__Provided records__:
= = = = =

PR #415, opened 2023-07-18
Add time format with client side date parsing

### LINKED ISSUE #413: Add support for [time] shortcode

adamwoodnz:
Closes #413 

This is an alternative approach to the server side implementation in #414 

Pros:
- date description parsing is done at the time of applying the format, rather than on page load on the server
- no filtering of `the_content`

Cons:
- if the date to be parsed by the format needs to be changed, or the post date is changed, the time format needs to be toggled off and on again to re-parse the changed date

UPDATE:
If the time description changes, the format will now be removed so that it can be reapplied and parsed.


mu-plugins/blocks/time/index.php
```diff
@@ -0,0 +1,42 @@
...
+			}
+		}
+	);
+
+	$view_script_handle = register_block_script_handle( $metadata, 'viewScript', 0 );
+	add_action(
+		'wp_enqueue_scripts',
+		function() use ( $view_script_handle ) {
+			if ( ! is_admin() ) {
+				wp_enqueue_script( $view_script_handle, null, null, filemtime( __DIR__ . '/build/convert_times.js' ), true );
```
tellyworth: It's generally best to use a literal version number instead of `filemtime()` in production, otherwise every page view requires a FS read. We're not exactly consistent about that across the codebase though. Not a blocker.

mu-plugins/blocks/time/src/convert_times.js
```diff
@@ -0,0 +1,80 @@
...
+
+			localTime += formatTime( date );
+
+			dateElement.innerText = localTime;
+			dateElement.removeAttribute( 'data-iso' );
+
+			const linkElement = document.createElement( 'a' );
+			linkElement.setAttribute(
+				'href',
+				`https://www.timeanddate.com/worldclock/fixedtime.html?iso=${ datetimeISO }`
```
tellyworth: Just noting for future possibilities: should we consider replacing timeanddate.com?

mu-plugins/blocks/time/src/index.js
```diff
@@ -0,0 +1,83 @@
...
+
+				if ( ! dateDescription || isActive ) {
+					toggleWithoutEnhancing();
+
+					return;
+				}
+
+				// Remove the word "at" from the string, if present.
+				// Allows strings like "Monday, April 6 at 19:00 UTC" to work.
+				const dateCleaned = dateDescription.replace( 'at ', '' );
```
tellyworth, line 94: (I was curious about why this was here - looks like it's from the original shortcode)

tellyworth (approved):
Looks fine to me. I've only reviewed the code, not tested.

mu-plugins/blocks/time/index.php
ryelle: This script is already registered by the `register_block_script_handle` function with the generated dependencies & version string, so you can enqueue it by just using the handle. To also output it in the footer, you can change the `group` — that's all the `$in_footer` [parameter does](https://github.com/WordPress/wordpress-develop/blob/bea4307daa21a3f97d159898b0ac676332e0e7de/src/wp-includes/functions.wp-scripts.php#L173-L184).

```suggestion
				wp_enqueue_script( $view_script_handle );
				wp_script_add_data( $view_script_handle, 'group', 1 );
```

mu-plugins/blocks/time/src/convert_times.js
```diff
@@ -0,0 +1,80 @@
+function convertTimes() {
```
ryelle: [File names should be separated with a hyphen](https://developer.wordpress.org/coding-standards/wordpress-coding-standards/php/#naming-conventions), so this should be `convert-times.js`. Or you could use `view.js` if this is meant to be the `viewScript`— I don't have a strong opinion about following that convention though.

mu-plugins/blocks/time/src/convert_times.js
```diff
@@ -0,0 +1,80 @@
...
+		}
+
+		return false;
+	} )();
+
+	document.querySelectorAll( '.wporg-time' ).forEach( ( dateElement ) => {
+		let localTime = '';
+		const datetime = dateElement.getAttribute( 'datetime' );
+		const datetimeISO = dateElement.getAttribute( 'data-iso' );
+		const date = datetime && parseDate( datetime );
```
ryelle: This was coming up null for me with a valid time: 2023-07-12T19:00:00-04:00

Although, I think that timestamp is wrong, it should either be `2023-07-12T19:00:00-00:00` or `2023-07-12T15:00:00-04:00`

ryelle (commented):
The editor side looks great, but it's not working on the frontend, and I think something's off with how the time is converted. I entered "Wednesday July 12 2023 at 15:00 EDT", but the datetime attribute is using the UTC value plus the timezone (`2023-07-12T19:00:00-04:00`).

mu-plugins/blocks/time/src/convert_times.js
adamwoodnz: Renamed

adamwoodnz:
> I entered "Wednesday July 12 2023 at 15:00 EDT", but the datetime attribute is using the UTC value plus the timezone (`2023-07-12T19:00:00-04:00`).

Hmm I hadn't tested with anything other than strings with UTC, as that's what I'd seen in posts. I'll take a look, ideally we could support more than that.

mu-plugins/blocks/time/src/convert_times.js
adamwoodnz: Looks like the regex didn't allow negative offsets, which didn't affect me with `+12`. Can you please try again?

adamwoodnz: I've changed my mac to `America/New_York` and with the date string 'Wednesday July 12 2023 at 15:00 EDT' I now see

Screenshot 2023-07-24 at 9 25 44 PM

While with my local timezone I see

Screenshot 2023-07-25 at 11 52 22 AM

adamwoodnz: This seems consistent with the shortcode version on this draft https://make.wordpress.org/core/?p=106234&preview=1&_ppp=5aa5224312

mu-plugins/blocks/time/src/index.js
```diff
@@ -0,0 +1,86 @@
...
+				);
+			} }
+			isActive={ isActive }
+		/>
+	);
+};
+
+registerFormatType( name, {
+	title: title,
+	tagName: 'time',
```
adamwoodnz, line 133: FYI I got accessibility team feedback on the old `<abbr title"...">` format and there was general agreement that this `time` element would be better, see [comment on alternative PR](https://github.com/WordPress/wporg-mu-plugins/pull/414#discussion_r1272964500).

adamwoodnz:
For some reason this isn't working in my sandbox. The editor script loads and the format appears to be applied (inspecting the element in the editor shows the format), but when I save and load the frontend there is no format applied, and if I reload the editor the format is gone too. It's as if it's being stripped by some tag filter... @ryelle @tellyworth any ideas?

ryelle:
> It's as if it's being stripped by some tag filter...

Ahh, I don't see `time` in [the $allowedposttags list](https://github.com/WordPress/wordpress-develop/blob/bea4307daa21a3f97d159898b0ac676332e0e7de/src/wp-includes/kses.php#L68), so I think it _is_ being stripped out. It's not a problem on single sites because those allow unfiltered_html for admins/editors. I think you can add `time` with [the wp_kses_allowed_html filter](https://developer.wordpress.org/reference/functions/wp_kses_allowed_html/).

adamwoodnz:
> I think you can add `time` with [the wp_kses_allowed_html filter](https://developer.wordpress.org/reference/functions/wp_kses_allowed_html/)

Thanks @ryelle [this seems to work well](https://github.com/WordPress/wporg-mu-plugins/pull/415/commits/3046990443531eeeae98cf7d50e6a06b2968e9d5)

adamwoodnz:
> I think you can add `time` with [the wp_kses_allowed_html filter](https://developer.wordpress.org/reference/functions/wp_kses_allowed_html/)

Thanks @ryelle [this seems to work well](https://github.com/WordPress/wporg-mu-plugins/pull/415/commits/3046990443531eeeae98cf7d50e6a06b2968e9d5)

ryelle:
Front end view works now. I tried a few different formats, some copied from make/core, and it all worked well  👍🏻 

I know you mentioned you can't reparse an updated date, but is it possible to auto-clear the format when the content changes? I think that's going to be confusing. I tried editing the day in a date and it turned into this:

| Editor | Frontend |
|---|---|
|  | Screenshot 2023-07-26 at 5 49 23 PM |

adamwoodnz:
> Front end view works now. I tried a few different formats, some copied from make/core, and it all worked well 👍🏻

🎉 

> is it possible to auto-clear the format when the content changes?

Nice idea, I'll give it a try

mu-plugins/blocks/time/postcss/style.pcss
```diff
@@ -0,0 +1,3 @@
+.wporg-time {
+	text-decoration: underline;
```
adamwoodnz, line 2: I find it's useful to be able to see the content the format has been applied to, and this seems the most appropriate style given that it will end up as a link on the frontend.

mu-plugins/blocks/time/postcss/style.pcss
```diff
@@ -0,0 +1,3 @@
+.wporg-time {
+	text-decoration: underline dotted;
```
adamwoodnz: I find it's useful to be able to see the content the format has been applied to, and this seems the most appropriate style given that it will end up as a link on the frontend.

adamwoodnz:
> is it possible to auto-clear the format when the content changes?

@ryelle I've implemented this now, please try again.

mu-plugins/blocks/time/postcss/style.pcss
StevenDufresne: The block editor content is rendered in an iframe. I don't think this will work.

StevenDufresne:
I don't know if this is a valid use case, but I got some weird behavior:
1. Successfully create a date,
2. Change `UTC` to `GMT` to simulate a user error
3. Notice you get double dates.

Screen Capture on 2023-08-07 at 09-32-53

adamwoodnz:
> I got some weird behavior

Thanks for this testing. This is intermittent for me. I did manage to repro once, but after refreshing I can't repro again. I think we can merge and monitor.

mu-plugins/blocks/time/postcss/style.pcss
adamwoodnz: Does it not show for you?

adamwoodnz: I see it in the post editor and page editor, but not in the site editor. In fact there are issues with the Gutenberg selectors in the site editor too. I've opened a follow up [issue](https://github.com/WordPress/wporg-mu-plugins/issues/422).

adamwoodnz: I've added partial support in the Site Editor by using inline styles https://github.com/WordPress/wporg-mu-plugins/pull/415/commits/ea1dad6132df73bf94f494d31bf59dee379b5267

I'll do further work in the follow up issue once I have a solution.

composer.json
```diff
@@ -28,7 +28,7 @@
 		"wp-coding-standards/wpcs": "2.*",
 		"wp-phpunit/wp-phpunit": "~6.0",
 		"wporg/wporg-repo-tools": "dev-trunk",
-		"yoast/phpunit-polyfills": "^1.0"
+		"yoast/phpunit-polyfills": "^1.1"
```
adamwoodnz, line 31: The [PHP unit tests failed](https://github.com/WordPress/wporg-mu-plugins/actions/runs/5932617325) with `Error: Version mismatch detected for the PHPUnit Polyfills. Please ensure that PHPUnit Polyfills 1.1.0 or higher is loaded. Found version: 1.0.5` so I've bumped inline with that

adamwoodnz: Seems like a very new release https://github.com/Yoast/PHPUnit-Polyfills/releases

dd32: This seems like a safe change to me.  Seems weird that it'd detect the out-of-dateness...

= = = = =

__Task item__:
Would you retype exactly the lines above, from the line with "adamwoodnz: Renamed" to the line with "adamwoodnz: Looks like", with both end lines kept and nothing more?

__Problem solution__:
adamwoodnz: Renamed

adamwoodnz:
> I entered "Wednesday July 12 2023 at 15:00 EDT", but the datetime attribute is using the UTC value plus the timezone (`2023-07-12T19:00:00-04:00`).

Hmm I hadn't tested with anything other than strings with UTC, as that's what I'd seen in posts. I'll take a look, ideally we could support more than that.

mu-plugins/blocks/time/src/convert_times.js
adamwoodnz: Looks like the regex didn't allow negative offsets, which didn't affect me with `+12`. Can you please try again?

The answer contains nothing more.